# EXERCISE:
Report every line of the listing below in which the string "specified" appears.

# STORED DATA:
Start of Block

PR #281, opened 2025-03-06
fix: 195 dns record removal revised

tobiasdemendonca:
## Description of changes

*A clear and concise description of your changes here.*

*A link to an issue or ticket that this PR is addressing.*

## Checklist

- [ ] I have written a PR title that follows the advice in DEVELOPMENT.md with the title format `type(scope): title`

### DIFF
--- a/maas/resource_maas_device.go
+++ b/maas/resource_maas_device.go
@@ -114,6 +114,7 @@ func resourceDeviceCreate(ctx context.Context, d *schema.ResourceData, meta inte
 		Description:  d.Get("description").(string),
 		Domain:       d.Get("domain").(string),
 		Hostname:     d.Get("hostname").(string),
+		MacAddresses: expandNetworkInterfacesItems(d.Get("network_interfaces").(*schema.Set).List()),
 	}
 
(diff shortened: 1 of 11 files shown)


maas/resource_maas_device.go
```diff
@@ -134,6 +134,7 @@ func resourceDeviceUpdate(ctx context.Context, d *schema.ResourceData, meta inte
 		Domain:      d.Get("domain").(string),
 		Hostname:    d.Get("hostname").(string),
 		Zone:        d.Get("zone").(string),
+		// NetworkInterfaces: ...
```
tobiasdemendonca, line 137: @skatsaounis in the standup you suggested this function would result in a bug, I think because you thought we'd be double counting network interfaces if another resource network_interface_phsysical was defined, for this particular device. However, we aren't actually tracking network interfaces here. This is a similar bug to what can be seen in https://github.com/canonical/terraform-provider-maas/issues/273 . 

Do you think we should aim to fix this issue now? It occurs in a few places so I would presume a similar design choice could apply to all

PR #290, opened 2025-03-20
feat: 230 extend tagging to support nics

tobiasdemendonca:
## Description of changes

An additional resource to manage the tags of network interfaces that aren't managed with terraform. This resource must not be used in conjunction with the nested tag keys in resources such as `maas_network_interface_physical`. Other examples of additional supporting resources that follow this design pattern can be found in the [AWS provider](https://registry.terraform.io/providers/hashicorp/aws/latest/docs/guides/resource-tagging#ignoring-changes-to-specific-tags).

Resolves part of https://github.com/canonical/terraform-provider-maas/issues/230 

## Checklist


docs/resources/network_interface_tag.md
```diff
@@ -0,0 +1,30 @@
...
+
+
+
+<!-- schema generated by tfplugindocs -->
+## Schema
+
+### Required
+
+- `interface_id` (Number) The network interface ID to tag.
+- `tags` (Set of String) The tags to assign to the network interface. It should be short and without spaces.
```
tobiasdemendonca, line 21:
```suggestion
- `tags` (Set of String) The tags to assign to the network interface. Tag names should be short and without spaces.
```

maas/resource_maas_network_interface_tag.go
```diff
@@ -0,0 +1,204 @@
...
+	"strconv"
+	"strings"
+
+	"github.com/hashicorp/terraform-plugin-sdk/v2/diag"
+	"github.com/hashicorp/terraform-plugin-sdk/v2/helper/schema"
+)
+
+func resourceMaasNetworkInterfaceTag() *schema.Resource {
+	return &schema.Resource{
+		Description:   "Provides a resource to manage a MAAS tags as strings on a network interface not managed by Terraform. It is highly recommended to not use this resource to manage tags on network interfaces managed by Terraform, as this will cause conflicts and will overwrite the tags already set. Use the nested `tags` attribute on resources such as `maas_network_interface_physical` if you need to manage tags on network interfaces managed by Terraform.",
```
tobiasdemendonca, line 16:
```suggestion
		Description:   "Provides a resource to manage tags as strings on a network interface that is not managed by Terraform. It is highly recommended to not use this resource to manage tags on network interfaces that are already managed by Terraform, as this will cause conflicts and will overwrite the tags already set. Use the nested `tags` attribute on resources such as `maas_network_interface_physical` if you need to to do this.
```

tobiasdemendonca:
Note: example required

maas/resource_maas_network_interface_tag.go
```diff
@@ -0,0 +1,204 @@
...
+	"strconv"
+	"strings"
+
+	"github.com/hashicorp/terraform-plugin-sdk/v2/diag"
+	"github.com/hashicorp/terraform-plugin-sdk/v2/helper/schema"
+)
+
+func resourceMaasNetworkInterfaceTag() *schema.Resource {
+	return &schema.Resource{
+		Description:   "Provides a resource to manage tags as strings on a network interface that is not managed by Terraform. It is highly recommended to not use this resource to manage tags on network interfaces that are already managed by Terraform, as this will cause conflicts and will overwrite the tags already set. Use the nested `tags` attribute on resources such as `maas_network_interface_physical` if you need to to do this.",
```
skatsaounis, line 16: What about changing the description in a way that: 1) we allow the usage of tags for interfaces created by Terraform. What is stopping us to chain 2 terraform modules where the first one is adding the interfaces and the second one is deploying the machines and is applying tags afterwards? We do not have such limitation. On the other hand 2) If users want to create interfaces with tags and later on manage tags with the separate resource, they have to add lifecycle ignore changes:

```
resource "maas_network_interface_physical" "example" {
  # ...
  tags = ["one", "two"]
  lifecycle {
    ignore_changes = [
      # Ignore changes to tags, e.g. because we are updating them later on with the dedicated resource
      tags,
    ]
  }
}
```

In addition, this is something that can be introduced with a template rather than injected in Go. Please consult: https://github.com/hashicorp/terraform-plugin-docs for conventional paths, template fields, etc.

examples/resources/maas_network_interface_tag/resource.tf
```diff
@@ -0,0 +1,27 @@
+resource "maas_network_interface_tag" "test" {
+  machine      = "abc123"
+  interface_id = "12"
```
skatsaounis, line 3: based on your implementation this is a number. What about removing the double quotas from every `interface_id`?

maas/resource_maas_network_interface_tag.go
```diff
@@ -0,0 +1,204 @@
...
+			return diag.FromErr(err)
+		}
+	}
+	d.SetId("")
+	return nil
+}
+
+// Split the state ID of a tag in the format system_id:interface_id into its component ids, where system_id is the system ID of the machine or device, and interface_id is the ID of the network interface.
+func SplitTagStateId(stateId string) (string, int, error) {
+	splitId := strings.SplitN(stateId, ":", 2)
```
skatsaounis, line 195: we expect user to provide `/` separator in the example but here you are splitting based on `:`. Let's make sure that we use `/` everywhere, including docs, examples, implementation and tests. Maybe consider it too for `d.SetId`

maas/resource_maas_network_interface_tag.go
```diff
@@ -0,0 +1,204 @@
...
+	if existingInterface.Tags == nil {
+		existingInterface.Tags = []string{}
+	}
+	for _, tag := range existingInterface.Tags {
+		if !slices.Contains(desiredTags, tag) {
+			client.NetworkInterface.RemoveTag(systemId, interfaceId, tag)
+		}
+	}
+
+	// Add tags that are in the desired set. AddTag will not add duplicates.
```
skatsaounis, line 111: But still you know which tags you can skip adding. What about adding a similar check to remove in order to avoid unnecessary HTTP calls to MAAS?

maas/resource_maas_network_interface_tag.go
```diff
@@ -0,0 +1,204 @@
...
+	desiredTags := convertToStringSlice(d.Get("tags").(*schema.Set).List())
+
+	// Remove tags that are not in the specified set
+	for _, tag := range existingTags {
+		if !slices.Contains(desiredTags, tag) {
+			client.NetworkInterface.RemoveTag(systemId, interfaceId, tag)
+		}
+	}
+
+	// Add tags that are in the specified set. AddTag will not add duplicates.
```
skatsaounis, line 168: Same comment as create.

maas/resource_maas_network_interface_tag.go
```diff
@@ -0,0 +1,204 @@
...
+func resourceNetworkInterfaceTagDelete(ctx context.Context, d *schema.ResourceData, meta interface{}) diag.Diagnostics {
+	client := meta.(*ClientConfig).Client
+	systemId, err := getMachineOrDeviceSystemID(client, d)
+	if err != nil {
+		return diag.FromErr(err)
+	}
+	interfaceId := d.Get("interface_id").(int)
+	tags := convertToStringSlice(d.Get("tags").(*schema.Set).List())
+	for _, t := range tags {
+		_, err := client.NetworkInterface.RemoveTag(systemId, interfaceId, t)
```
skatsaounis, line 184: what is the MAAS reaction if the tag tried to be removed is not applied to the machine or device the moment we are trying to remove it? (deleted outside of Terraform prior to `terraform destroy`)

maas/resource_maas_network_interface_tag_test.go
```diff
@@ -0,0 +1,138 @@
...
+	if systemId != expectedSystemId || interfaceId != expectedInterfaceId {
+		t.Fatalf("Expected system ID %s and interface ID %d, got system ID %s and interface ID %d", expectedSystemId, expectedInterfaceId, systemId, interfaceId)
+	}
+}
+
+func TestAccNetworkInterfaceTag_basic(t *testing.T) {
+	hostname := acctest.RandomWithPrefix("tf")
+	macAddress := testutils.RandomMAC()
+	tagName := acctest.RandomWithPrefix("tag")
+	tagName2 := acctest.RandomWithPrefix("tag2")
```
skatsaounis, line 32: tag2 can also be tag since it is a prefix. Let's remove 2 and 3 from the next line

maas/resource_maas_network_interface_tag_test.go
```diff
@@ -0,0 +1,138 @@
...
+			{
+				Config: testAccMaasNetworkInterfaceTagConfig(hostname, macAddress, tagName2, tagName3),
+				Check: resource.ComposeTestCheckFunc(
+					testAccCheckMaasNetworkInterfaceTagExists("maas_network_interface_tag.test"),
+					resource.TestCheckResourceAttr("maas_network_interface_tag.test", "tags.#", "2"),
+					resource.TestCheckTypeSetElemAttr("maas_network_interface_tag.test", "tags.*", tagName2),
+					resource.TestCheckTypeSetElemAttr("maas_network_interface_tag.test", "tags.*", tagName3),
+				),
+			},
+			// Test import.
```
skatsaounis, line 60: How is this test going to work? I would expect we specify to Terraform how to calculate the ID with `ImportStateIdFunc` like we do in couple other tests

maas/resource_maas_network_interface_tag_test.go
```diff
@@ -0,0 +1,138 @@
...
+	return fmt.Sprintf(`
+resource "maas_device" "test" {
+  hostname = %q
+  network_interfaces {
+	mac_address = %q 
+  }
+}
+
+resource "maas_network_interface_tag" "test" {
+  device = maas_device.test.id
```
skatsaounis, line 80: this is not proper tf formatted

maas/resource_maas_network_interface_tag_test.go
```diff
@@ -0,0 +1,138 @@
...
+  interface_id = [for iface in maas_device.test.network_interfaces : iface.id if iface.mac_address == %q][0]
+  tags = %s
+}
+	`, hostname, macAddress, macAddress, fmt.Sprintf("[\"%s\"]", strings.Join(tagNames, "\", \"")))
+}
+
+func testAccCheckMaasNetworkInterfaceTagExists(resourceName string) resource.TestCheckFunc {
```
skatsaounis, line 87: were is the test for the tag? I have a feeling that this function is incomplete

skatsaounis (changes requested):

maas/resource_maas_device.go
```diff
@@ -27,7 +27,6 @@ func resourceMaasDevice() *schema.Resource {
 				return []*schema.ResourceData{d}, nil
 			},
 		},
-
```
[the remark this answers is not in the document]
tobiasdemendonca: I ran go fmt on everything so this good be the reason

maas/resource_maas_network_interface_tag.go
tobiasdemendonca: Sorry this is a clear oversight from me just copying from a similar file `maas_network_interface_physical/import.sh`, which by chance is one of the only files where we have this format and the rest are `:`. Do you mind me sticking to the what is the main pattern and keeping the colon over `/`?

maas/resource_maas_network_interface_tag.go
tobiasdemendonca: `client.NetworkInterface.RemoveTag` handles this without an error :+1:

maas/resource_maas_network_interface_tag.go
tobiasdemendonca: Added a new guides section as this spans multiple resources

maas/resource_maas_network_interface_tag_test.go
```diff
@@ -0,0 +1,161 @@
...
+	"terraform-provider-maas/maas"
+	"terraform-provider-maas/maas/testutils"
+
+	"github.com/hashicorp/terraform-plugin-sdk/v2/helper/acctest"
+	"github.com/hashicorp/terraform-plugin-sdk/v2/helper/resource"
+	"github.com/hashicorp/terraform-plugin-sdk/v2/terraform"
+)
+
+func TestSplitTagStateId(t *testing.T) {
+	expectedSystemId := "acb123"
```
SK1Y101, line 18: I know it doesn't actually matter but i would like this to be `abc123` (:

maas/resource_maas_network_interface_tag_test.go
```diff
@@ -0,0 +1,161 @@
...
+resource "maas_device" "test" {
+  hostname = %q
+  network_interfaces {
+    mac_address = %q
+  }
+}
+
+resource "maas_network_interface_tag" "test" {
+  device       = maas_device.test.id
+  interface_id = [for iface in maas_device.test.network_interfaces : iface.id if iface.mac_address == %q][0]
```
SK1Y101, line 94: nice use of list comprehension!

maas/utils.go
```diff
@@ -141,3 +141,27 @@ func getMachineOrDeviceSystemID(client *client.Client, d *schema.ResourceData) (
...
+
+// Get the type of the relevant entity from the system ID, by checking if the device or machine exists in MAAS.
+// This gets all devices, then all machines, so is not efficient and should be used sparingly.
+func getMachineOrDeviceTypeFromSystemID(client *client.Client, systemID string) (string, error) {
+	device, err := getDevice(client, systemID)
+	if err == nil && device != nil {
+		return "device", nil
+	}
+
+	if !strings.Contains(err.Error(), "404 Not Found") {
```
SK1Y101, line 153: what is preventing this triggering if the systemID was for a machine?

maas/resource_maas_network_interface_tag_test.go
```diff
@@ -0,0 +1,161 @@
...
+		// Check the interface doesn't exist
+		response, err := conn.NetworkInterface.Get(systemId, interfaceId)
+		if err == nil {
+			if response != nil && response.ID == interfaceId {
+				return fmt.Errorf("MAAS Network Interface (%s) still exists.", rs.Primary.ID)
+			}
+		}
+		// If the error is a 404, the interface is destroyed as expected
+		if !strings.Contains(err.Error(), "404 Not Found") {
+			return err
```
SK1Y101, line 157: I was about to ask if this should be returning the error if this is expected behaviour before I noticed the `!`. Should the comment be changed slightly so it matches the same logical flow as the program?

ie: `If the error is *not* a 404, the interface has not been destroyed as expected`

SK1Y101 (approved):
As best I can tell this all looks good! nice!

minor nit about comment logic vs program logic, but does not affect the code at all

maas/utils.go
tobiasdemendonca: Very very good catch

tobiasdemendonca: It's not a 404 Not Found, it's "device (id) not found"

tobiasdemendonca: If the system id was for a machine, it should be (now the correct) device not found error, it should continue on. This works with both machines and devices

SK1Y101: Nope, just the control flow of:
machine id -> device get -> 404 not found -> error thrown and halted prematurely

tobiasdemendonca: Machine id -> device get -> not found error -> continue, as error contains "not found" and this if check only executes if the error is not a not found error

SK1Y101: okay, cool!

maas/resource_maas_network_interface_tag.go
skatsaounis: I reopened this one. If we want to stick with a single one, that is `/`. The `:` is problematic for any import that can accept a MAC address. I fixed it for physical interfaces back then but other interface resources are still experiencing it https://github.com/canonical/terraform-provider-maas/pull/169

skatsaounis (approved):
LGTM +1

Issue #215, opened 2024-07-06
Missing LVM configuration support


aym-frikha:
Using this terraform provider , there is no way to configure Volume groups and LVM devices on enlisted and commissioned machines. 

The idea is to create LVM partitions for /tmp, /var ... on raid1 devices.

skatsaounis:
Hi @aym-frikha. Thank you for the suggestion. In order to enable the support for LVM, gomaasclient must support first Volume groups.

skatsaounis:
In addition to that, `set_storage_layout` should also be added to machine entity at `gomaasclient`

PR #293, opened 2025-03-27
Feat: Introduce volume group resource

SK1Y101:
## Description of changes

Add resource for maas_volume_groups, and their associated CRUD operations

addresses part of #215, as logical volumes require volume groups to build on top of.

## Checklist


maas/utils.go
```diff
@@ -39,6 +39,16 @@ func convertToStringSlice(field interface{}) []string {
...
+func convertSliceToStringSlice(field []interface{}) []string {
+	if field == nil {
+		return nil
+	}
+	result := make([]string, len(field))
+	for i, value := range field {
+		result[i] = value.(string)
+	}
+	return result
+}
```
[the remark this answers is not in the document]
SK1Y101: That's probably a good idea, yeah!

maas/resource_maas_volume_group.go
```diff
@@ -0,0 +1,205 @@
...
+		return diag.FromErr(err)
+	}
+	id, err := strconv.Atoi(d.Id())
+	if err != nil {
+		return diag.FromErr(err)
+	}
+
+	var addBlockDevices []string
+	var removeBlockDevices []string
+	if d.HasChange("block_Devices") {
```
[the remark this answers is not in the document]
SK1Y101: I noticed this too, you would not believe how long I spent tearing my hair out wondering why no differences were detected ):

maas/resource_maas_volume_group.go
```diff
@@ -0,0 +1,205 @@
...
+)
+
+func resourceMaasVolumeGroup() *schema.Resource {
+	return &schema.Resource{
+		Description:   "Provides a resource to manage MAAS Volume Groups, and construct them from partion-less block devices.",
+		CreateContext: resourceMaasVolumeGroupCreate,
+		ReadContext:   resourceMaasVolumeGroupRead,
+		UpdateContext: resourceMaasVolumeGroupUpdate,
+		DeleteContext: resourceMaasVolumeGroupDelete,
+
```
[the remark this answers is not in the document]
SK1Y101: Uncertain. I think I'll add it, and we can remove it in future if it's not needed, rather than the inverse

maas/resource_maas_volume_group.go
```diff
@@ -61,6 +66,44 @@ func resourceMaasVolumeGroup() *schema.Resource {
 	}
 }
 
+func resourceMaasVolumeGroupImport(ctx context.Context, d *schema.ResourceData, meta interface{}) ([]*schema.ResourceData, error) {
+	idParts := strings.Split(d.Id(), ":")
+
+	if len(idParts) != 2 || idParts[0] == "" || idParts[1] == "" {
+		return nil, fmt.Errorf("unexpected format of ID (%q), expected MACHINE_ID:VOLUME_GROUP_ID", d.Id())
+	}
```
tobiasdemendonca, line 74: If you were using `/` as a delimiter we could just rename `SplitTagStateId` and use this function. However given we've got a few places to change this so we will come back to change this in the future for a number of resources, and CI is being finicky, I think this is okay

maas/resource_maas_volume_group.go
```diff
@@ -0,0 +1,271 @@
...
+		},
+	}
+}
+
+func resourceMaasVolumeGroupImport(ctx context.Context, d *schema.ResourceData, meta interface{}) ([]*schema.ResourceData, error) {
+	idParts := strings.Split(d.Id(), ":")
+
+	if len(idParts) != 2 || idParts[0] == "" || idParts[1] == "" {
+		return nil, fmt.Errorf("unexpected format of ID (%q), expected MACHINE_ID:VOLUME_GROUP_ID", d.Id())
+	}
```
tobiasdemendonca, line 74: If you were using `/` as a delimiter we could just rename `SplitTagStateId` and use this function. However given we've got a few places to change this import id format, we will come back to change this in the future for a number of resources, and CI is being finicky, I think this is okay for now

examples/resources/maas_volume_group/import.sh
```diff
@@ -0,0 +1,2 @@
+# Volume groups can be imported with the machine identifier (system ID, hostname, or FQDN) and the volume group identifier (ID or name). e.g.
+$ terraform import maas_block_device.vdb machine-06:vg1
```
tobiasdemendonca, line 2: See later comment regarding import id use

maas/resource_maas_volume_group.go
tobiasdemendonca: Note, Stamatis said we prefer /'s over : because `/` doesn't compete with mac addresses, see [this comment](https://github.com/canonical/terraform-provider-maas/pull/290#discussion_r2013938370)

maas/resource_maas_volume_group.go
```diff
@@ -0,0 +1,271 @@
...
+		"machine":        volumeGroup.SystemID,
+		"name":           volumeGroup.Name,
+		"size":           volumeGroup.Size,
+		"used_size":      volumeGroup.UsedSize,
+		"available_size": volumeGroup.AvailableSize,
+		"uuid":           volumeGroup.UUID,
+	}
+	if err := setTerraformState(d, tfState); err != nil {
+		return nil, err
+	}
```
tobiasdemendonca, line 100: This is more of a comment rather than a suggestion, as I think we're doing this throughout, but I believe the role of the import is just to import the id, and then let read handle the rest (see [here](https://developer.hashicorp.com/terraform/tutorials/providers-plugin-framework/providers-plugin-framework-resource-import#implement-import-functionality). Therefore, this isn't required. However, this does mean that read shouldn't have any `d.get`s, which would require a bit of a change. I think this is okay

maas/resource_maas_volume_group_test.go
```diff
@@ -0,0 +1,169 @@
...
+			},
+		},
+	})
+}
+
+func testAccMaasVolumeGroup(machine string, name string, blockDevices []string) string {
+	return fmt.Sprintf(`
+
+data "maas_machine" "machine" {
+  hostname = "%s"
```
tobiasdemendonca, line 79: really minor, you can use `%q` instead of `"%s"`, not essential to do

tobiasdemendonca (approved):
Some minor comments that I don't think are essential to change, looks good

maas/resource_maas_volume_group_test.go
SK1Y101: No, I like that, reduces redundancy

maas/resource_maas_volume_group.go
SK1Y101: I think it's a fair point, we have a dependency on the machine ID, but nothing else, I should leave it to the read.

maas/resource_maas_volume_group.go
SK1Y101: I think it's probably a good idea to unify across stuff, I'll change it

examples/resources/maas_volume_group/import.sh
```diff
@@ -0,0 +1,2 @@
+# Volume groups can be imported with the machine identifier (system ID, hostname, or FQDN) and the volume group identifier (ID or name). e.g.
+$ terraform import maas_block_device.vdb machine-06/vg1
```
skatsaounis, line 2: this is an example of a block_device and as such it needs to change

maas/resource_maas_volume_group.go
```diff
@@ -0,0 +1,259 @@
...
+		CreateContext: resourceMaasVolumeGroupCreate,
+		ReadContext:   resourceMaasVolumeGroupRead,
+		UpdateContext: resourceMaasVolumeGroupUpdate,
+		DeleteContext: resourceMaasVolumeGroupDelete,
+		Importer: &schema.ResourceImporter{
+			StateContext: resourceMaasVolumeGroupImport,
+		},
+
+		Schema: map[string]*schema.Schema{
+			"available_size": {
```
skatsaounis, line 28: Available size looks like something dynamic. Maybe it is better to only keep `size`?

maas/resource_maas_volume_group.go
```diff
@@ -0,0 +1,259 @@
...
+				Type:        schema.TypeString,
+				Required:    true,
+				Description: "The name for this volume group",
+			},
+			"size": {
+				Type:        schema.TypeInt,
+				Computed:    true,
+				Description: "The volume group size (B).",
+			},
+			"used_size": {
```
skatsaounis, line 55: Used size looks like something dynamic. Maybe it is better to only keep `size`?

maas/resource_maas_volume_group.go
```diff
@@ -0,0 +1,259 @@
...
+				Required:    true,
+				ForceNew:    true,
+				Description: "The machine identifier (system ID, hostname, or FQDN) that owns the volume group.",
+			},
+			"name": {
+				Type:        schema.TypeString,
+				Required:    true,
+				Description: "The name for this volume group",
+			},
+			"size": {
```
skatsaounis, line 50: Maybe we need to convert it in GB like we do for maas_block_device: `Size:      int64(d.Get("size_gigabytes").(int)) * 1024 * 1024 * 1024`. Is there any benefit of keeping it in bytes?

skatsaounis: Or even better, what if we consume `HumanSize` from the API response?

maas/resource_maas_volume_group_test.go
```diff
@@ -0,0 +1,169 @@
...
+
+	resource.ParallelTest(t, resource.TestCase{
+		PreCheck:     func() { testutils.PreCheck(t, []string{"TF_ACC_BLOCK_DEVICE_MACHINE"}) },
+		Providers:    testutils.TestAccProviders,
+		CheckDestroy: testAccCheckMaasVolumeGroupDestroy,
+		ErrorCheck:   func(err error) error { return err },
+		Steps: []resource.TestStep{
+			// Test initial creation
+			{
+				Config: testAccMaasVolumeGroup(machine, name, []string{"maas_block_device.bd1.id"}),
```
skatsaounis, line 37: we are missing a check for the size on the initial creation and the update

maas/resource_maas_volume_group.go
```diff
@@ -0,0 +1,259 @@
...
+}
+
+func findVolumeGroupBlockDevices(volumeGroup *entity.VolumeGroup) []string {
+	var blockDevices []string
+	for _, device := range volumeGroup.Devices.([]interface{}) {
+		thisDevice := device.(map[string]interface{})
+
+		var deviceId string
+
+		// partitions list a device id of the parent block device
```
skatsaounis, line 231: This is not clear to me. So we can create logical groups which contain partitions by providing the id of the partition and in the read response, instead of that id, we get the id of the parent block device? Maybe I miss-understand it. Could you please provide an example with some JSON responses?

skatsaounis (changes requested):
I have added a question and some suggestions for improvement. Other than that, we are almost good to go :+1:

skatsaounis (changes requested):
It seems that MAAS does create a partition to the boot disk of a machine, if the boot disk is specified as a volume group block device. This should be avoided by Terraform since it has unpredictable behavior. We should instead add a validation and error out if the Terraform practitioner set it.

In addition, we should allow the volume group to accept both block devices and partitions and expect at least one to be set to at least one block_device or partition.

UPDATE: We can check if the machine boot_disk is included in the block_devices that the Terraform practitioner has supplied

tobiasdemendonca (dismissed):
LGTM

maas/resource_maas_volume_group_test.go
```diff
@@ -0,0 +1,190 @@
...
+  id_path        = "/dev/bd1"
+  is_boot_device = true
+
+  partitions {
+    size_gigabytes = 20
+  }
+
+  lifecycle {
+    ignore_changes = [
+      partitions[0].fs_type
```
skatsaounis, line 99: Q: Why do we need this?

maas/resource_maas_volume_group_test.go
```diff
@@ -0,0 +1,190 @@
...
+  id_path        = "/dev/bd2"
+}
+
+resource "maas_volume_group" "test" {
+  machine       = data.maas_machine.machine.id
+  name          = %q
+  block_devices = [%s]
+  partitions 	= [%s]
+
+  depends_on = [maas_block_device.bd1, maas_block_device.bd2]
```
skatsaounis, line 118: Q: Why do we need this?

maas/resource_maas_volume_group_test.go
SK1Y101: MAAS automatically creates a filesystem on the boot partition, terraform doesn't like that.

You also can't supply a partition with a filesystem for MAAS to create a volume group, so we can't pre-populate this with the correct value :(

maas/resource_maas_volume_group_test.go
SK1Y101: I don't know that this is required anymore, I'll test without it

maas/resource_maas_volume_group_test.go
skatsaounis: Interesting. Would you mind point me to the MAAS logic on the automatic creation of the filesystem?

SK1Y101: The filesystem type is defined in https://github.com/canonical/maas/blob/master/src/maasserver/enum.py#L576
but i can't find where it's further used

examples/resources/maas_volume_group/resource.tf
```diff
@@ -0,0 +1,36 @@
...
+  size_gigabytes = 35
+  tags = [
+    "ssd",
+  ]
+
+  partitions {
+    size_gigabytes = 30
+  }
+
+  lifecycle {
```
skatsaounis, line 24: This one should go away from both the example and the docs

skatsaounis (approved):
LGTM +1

End of Block

# SOLUTION FOR THIS PROBLEM:
+	// Remove tags that are not in the specified set
+	// Add tags that are in the specified set. AddTag will not add duplicates.
It seems that MAAS does create a partition to the boot disk of a machine, if the boot disk is specified as a volume group block device. This should be avoided by Terraform since it has unpredictable behavior. We should instead add a validation and error out if the Terraform practitioner set it.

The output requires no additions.